Mit dem Terminator bist du auf der sicheren Seite.


----------



## Johnnybike (11. November 2005)

Das Whiplash Extreme ist nicht speziell verstärkt gegenüber dem Whiplash, nur der Hinterbau wurde verändert um 205mm Federweg zu generieren. Es ist bestimmt kein Race-Freerider wie das Giant Glory, welches ich übrigens sehr geil finde, eher ein Hardcore-Freerider zum Dropen und Bikepark und so.

Johnny


----------



## soundman (11. November 2005)

meine meinung:
nimm das giant da bist du auf der sicheren seite was dh race betrifft. auf giant rahmen sind glaub ich 5 jahre herstellergarnatie bei fusion glaub ich nur die gesetzlich vorgeschriebene. giant ist sehr kulant. hatte bisher 3 giant downhiller und kann die nur wärmstens empfehlen. nichts gegen fusion aber das für dh race vorgesehene terminator wirkt an vielen belasteten stellen meines erachtens sehr filigran. whiplash fahr ich auch selbst und bin völlig überzeugt vom whiplash als freerider. nur so zum droppen oder dh race würde ichs nicht speziell nehmen auch wenns ~200mm federweg hat.


----------



## Johnnybike (12. November 2005)

Johnnybike schrieb:
			
		

> Es ist bestimmt kein Race-Freerider wie das Giant Glory,
> eher ein Hardcore-Freerider zum Dropen und Bikepark und so.

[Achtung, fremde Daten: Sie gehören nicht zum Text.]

PR #2389, opened 2023-01-26
Fix typo in help channel opening embed

shenanigansd:


MarkKoz (approved):
This has caught me off before. However, there is a grammatically correct interpretation as-is, though it isn't the first one I come to naturally. It can be read as "If you got one" -> "if you got an error message" -> "if you got an error message when you ran the code"

MarkKoz:
Ah well we have #2386 so there probably is no point in merging this. It'll just create conflicts and the impact of the issue this solves is minimal.

dawnofmidnight (approved):
:shipit:

Issue #551, opened 2019-10-23
Ability to temporarily ignore user/watchword pairs in #mod-alerts


dementati:
Occasionally a single user will very frequently cause false positive watchlist triggers, which results in constant moderator pings. This can for example happen if pasted code contains identifiers from a different language that happens to be homonymous with a watchlist word (the Danish word "fag" translates to "subject" in English). It would be nice if it was possible to temporarily disable the watchlist for a particular user and a particular word. I'm imagining a command that takes a watchlist word, a user ID and an expiry time. Perhaps the user ID can be optional, to disable the watchlist for all users temporarily. Maybe the expiry can be optional with a reasonable default.

Akarys42:
Superseded by #1530

PR #2390, opened 2023-01-28
New Filtering System

### LINKED ISSUE #1018: Race condition between anti-spam and anti-malware
An anti-spam `DeletionContext` will re-upload attachments to the `#attachment-log` channel. The anti-malware cog will delete attachments that are blacklisted. This sometimes results in a 404 when anti-spam is trying to upload the attachments:

Sentry Issue: [BOT-6D](https://sentry.io/organizations/python-discord/issues/1738255436/?referrer=github_integration)

```
NotFound: 404 Not Found (error code: 0): asset not found
  File "bot/utils/messages.py", line 81, in send_attachments
    await attachment.save(file, use_cached=True)
  File "discord/message.py", line 124, in save
    data = await self.read(use_cached=use_cached)
  File "discord/message.py", line 166, in read
    data = await self._http.get_from_cdn(url)
  File "discord/http.py", line 235, in get_from_cdn
    raise NotFound(resp, 'asset not found')

Failed to re-upload attachment <REDACTED> from message <REDACTED> with status 404.
```

### LINKED ISSUE #1530: New Filters System Specifications

### LINKED ISSUE #2266: Add triggering filter to alert embed title
The current alert embed for a triggered filter puts the filter type in the main body, where it's easily missed - especially for those of us who have higher-res screens.

Having the triggering filter in the embed's title will give instant access to that information at a glance. Below image is a mockup of what I propose:

image

I am not precious about the exact formatting of the title, as long as the information is in there.

mbaruh:
This pull request implements the new filtering system as described in #1530.

For more information about the database and API changes made to support this, check out the site PR: https://github.com/python-discord/site/pull/861

> **Warning** This PR must be merged at the same time as the site PR.

closes #1530.

## Overview
The main idea is that there is a list of filters each deciding whether they apply to the given content.
For example, there can be a filter that decides it will trigger when the content contains the string "lemon".

* There are several types of filters, and two filters of the same type differ by their content.
For example, filters of type "token" search for a specific token (provided as regex) inside the provided string.
One token filter might look for the string "lemon", while another will look for the string "joe".

* Each filter has a set of settings that decide when it triggers (e.g. in which channels), and what happens if it does (e.g. delete the message).
Filters of a specific type can have additional settings that are special to them.

* A list of filters is contained within a filter list.
The filter list gets content to filter, and dispatches it to each of its filters.
It takes the answers from its filters and returns a unified response (e.g. if at least one of the filters says it should be deleted, then the filter list response will include it).

* A filter list has the same set of possible settings, which act as defaults.
If a filter in the list doesn't define a value for a setting (meaning it has a value of None), it will use the value of the containing filter list.

* The cog receives "filtering events". For example, a new message is sent.
It creates a "filtering context" with everything a filtering list needs to know to provide an answer for what should be done.
For example, if the event is a new message, then the content to filter is the content of the message, embeds if any exist, etc.

* The cog dispatches the event to each filter list, gets the result from each, compiles them, and takes any action dictated by them.
For example, if any of the filter lists want the message to be deleted, then the cog will delete it.

## Main Features
* Renames the filter lists to have simpler and more memorable names: token, domain, invite, extension.
* Each filter has a set of settings dictating when it should trigger, and what should happen if it does:
  *  `bypass_roles` - A list of role IDs or role names. Users with these roles will not trigger the filter.
  * `enabled` - A boolean field. Setting it to False allows disabling the filter without deleting it entirely.
  * `filter_dm` - A boolean field. If True, the filter can trigger for messages sent to the bot in DMs.
  * `disabled_channels` - A list of channel IDs or channel names. The filter will not trigger in these channels even if the category is expressly enabled.
  * `disabled_categories` - A list of category IDs or category names. The filter will not trigger in these categories.
  * `enabled_channels` - A list of channel IDs or channel names. The filter can trigger in these channels even if the category is disabled or not expressly enabled.
  * `enabled_categories` - A list of category IDs or category names. If the list is not empty, filters will trigger only in channels of these categories, unless the channel is expressly disabled.
  * `send_alert` - A boolean. If all filters triggered set this to False, no mod-alert will be created.
  * `remove_context` - A boolean field. If True, the filter being triggered will cause the offending context to be removed. An offending message will be deleted, while an offending nickname will be superstarified.
  * `guild_pings` - A list of role IDs/role names/user IDs/user names/here/everyone. If a mod-alert is generated for a filter triggered in a public channel, these will be pinged.
  * `dm_pings` - A list of role IDs/role names/user IDs/user names/here/everyone. If a mod-alert is generated for a filter triggered in DMs, these will be pinged.
  * `infraction_type` - The type of infraction to issue when the filter triggers, or 'NONE'. If two infractions are triggered for the same message, the harsher one will be applied (by type or duration).
  * `infraction_duration` - How long the infraction should last for in seconds. 0 for permanent.
  * `infraction_reason` - The reason delivered with the infraction.
  * `infraction_channel` - The channel ID in which to invoke the infraction (and send the confirmation message). If 0, the infraction will be sent in the context channel. If the ID otherwise fails to resolve, it will default to the mod-alerts channel.
  * `dm_content` - The contents of a message to be DMed to the offending user.
  * `dm_embed` - The contents of the embed to be DMed to the offending user.
* The antimalware and antispam cogs become filter lists and are treated as regular parts of the filtering system.
* The ability to search for filters using an example message or the values of their settings.
* Identifying filters by their ID rather than what they filter (previously one had to write the exact regex of the filter in order to delete it).
* The ability to edit filters after they were added.
* All filters are checked against a message (or another event), instead of only triggering the first one found as before (closes #1018).
* Allows adding the offending URL to the DM sent.
* Actions (additions, editing, deletions, searches) can be done via a UI (using embeds and Discord message components).

Additionally closes #2266 as the formatting of the alert is significantly changed and should address the issue described.

## Deferred Features
Some features are purposefully not addressed in this PR, as it is already very big, and they are not directly related to the scope of the PR or are minor:
* A command to temporarily whitelist users (#551).
* Not applying the regex to new invites - adding a new invite should allow specifying only the invite code, and the moderator shouldn't have to give the whole URL.
* Thread name filter - the new system is able to accommodate filtering the names of threads.
* Convert to hybrid/slash commands.
* Add a pardon button to mod alerts when an automatic infraction is applied.
* An idea raised was to log all filter additions/changes/deletions in #filter-log.
* Be able to list all settings together with their description through some argument to the `!filter settings` command, instead of the current feature which either lists all of them without descriptions, or shows a specific one with its description.


bot/exts/filtering/_filter_lists/filter_list.py
```diff
@@ -0,0 +1,309 @@
...
+            message = f"#{triggers[0].id} (`{triggers[0].content}`)"
+            if triggers[0].description:
+                message += f" - {triggers[0].description}"
+            messages = [message]
+        else:
+            messages = [f"{filter_.id} (`{filter_.content}`)" for filter_ in triggers]
+        return messages
+
+    def __hash__(self):
+        return hash(id(self))
```
ionite34, line 156: Why are we hashing memory identity of the instance here? Shouldn't the instance `id` be used instead?

bot/exts/filtering/_filter_lists/filter_list.py
```diff
@@ -0,0 +1,309 @@
...
+def list_type_converter(argument: str) -> ListType:
+    """A converter to get the appropriate list type."""
+    argument = argument.lower()
+    for list_type, list_aliases in aliases:
+        if argument in list_aliases or argument in map(past_tense, list_aliases):
+            return list_type
+    raise BadArgument(f"No matching list type found for {argument!r}.")
+
+
+# AtomicList and its subclasses must have eq=False, otherwise the dataclass deco will replace the hash function.
```
ionite34, line 50: Why does these have to be hashable in any case? I'm not sure how it makes sense for something to not be comparable (no `__eq__`) but to be hashable.

bot/exts/filtering/_filters/antispam/role_mentions.py
```diff
@@ -0,0 +1,42 @@
...
+    name = "role_mentions"
+    events = (Event.MESSAGE,)
+    extra_fields_type = ExtraRoleMentionsSettings
+
+    async def triggered_on(self, ctx: FilterContext) -> bool:
+        """Search for the filter's content within a given context."""
+        earliest_relevant_at = arrow.utcnow() - timedelta(seconds=self.extra_fields.interval)
+        relevant_messages = list(takewhile(lambda msg: msg.created_at > earliest_relevant_at, ctx.content))
+        detected_messages = {msg for msg in relevant_messages if msg.author == ctx.author}
+        total_recent_mentions = sum(len(msg.role_mentions) for msg in relevant_messages)
```
ionite34, line 36: This stuff seems kind of repetitive (I think there was at least 4 or 5 usages across the filters), perhaps we can provide some superclass instance function to do this or some default implementation?

bot/exts/filtering/_settings_types/actions/ping.py
```diff
@@ -0,0 +1,47 @@
...
+
+    async def action(self, ctx: FilterContext) -> None:
+        """Add the stored pings to the alert message content."""
+        mentions = self.guild_pings if not ctx.channel or ctx.channel.guild else self.dm_pings
+        new_content = " ".join([resolve_mention(mention) for mention in mentions])
+        ctx.alert_content = f"{new_content} {ctx.alert_content}"
+
+    def __or__(self, other: ActionEntry):
+        """Combines two actions of the same type. Each type of action is executed once per filter."""
+        if not isinstance(other, Ping):
```
ionite34, line 44: Why does the type hint for `other` not match the guard condition for `NotImplemented` here?

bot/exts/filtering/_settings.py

Ich meinte natürlich Race-Downhiller.

Ansonsten geb ich Soundman recht.

Johnny


----------



## Bodo Probst (14. November 2005)

Hallo, die Unterschiede zwischen Whiplash und Whiplash Extreme sind:

Extreme:
- Tretlager 83 mm breit ISCG
- 150mm Maxle-Steckachse
- andere Kettenstrebe und Sitzstrebe
- Geometrie


Viele Grüsse

Bodo


----------



## tool (14. November 2005)

Bedeutet andere Kettenstrebe in diesem Fall mehr Reifenfreiheit? Dann ist es für DH nämlich doch OK, DHX 5.0 schön soft abgestimmt und vorne `ne 888 reine und ab die Post.


----------



## Bodo Probst (15. November 2005)

tool schrieb:
			
		

> Bedeutet andere Kettenstrebe in diesem Fall mehr Reifenfreiheit? Dann ist es für DH nämlich doch OK, DHX 5.0 schön soft abgestimmt und vorne `ne 888 reine und ab die Post.




hallo, die kettenstrebe des whiplash extreme und die des terminators sind beides neukonstruktionen die mehr reifenfreiheit bieten. was die einsatzgebiete betrifft: der terminator ist für downhillrace sicher das bessere rad - das extreme ist dafür universeller einsetzbar.

das lange oberrohr kommt durch unsere messmethode zustande, da wir waagerecht vom steuerkopf aus bis zum sattelrohr messen.

viele grüsse

bodo


----------



## MTB-News.de




----------



## ramanujan (15. November 2005)

Habt ihr eigentlich schon Erfahrung mit der single crown Travis gemacht? Ich hab bis jetzt noch keinen einzigen Test von der gelesen   
Kommt man mit der Travis auch nen Berg hoch? (egal ob 180mm am Whiplash oder 200mm am Extreme) Oder ist das nur ne Gabel zum gemütlich runterrollen?


----------



## soundman (15. November 2005)

ramanujan schrieb:
			
		

> Habt ihr eigentlich schon Erfahrung mit der single crown Travis gemacht? Ich hab bis jetzt noch keinen einzigen Test von der gelesen
> Kommt man mit der Travis auch nen Berg hoch? (egal ob 180mm am Whiplash oder 200mm am Extreme) Oder ist das nur ne Gabel zum gemütlich runterrollen?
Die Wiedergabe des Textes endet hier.